GPU Kubernetes Reference Architecture
How we structure GPU node pools, scheduling, and observability for production ML workloads on EKS and AKS.
This playbook captures the GPU Kubernetes architecture we deploy for production ML workloads — the structure of node pools, the scheduling discipline, and the observability stack that makes it operable.
Node-pool topology
Three pools, each with a specific role:
| Pool | Instance type | Purpose | Scale |
|---|---|---|---|
| Inference (online) | g5.2xlarge / Standard_NC6s_v3 | Real-time serving with strict p99 SLOs | KEDA queue-depth, scale-to-zero |
| Inference (batch) | g5.12xlarge / Standard_NC24s_v3 | Bulk scoring, embeddings | Karpenter spot, scale-to-zero |
| Training | p4d.24xlarge / Standard_ND96asr_v4 | Multi-GPU training, fine-tuning | Manual or Kubeflow-driven |
Why three pools, not one: noisy-neighbor isolation.

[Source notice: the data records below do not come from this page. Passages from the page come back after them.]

PR #848, opened 2020-05-10
Simplify sysl printer

joshcarp:
* Removes unnecessary struct
* Simplifies names

### DIFF
--- a/pkg/printer/printer.go
+++ b/pkg/printer/printer.go
@@ -4,11 +4,11 @@ package printer
 
 import (
 	"fmt"
+	"github.com/anz-bank/sysl/pkg/syslutil"
 	"io"
 	"strings"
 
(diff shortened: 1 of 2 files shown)


pkg/printer/printer.go
```diff
@@ -18,215 +18,222 @@ const (
...
 	}
 	patterns := GetPatterns(attrs)
-	if len(patterns) > 0 {
-		fmt.Fprint(p.Writer, "[")
-		for i, pattern := range patterns {
-			fmt.Fprintf(p.Writer, "~%s", pattern)
-			if i != len(patterns)-1 {
-				fmt.Fprintf(p.Writer, ", ")
-			}
+	numPatterns := len(patterns)
```
anzdaddy, line 119: nit: Not strictly necessary. `len(patterns)` is practically a NOOP.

A long-running training job on the same node as latency-sensitive inference will tank p99. Separate pools, separate taints.
Scheduling discipline
spec:
nodeSelector:
node.kubernetes.io/gpu-pool: inference-online
tolerations:
- key: gpu-online
operator: Exists
effect: NoSchedule
containers:
- name: model-server
resources:
limits:
nvidia.com/gpu: 1
requests:
nvidia.com/gpu: 1
cpu: 2000m
memory: 8Gi
Three rules we always enforce:
- Every GPU pod has both
requestsandlimits— otherwise Karpenter can’t make sane consolidation decisions - Toleration matches taint exactly — no pod accidentally lands on a training node
- CPU / memory requests sized to the actual GPU instance — otherwise nodes are oversubscribed on CPU and pods evict each other
GPU time slicing for shared inference
For models that don’t saturate a full GPU (most small inference workloads):
# nvidia-device-plugin config
sharing:
timeSlicing:
resources:
- name: nvidia.com/gpu
replicas: 4 # one physical GPU exposed as 4 slices
This lets up to 4 inference pods share a single GPU. Cuts cost without measurable latency impact for sub-100ms inference.
Observability stack
Non-negotiable layers:
- DCGM Exporter → Prometheus — per-GPU SM utilization, memory, power, temp
- kube-state-metrics — pod / node / pool labels for cost attribution
- Datadog GPU Fleet (or Grafana with the Nvidia mixin) — fleet-wide dashboards
- Tracing (Jaeger / OpenTelemetry) — inference latency broken down by stage
- Log shipping (Loki / Splunk) — model errors correlated with input features
Cost attribution
Required labels on every GPU pod:
metadata:
labels:
cost-center: "${CC_CODE}"
product: "${PRODUCT}"
environment: "${ENV}"
workload-type: "inference|training|batch"
Enforce via OPA Gatekeeper — pods missing required labels are denied at admission. Anything else, and your cost dashboard becomes a fiction within a quarter.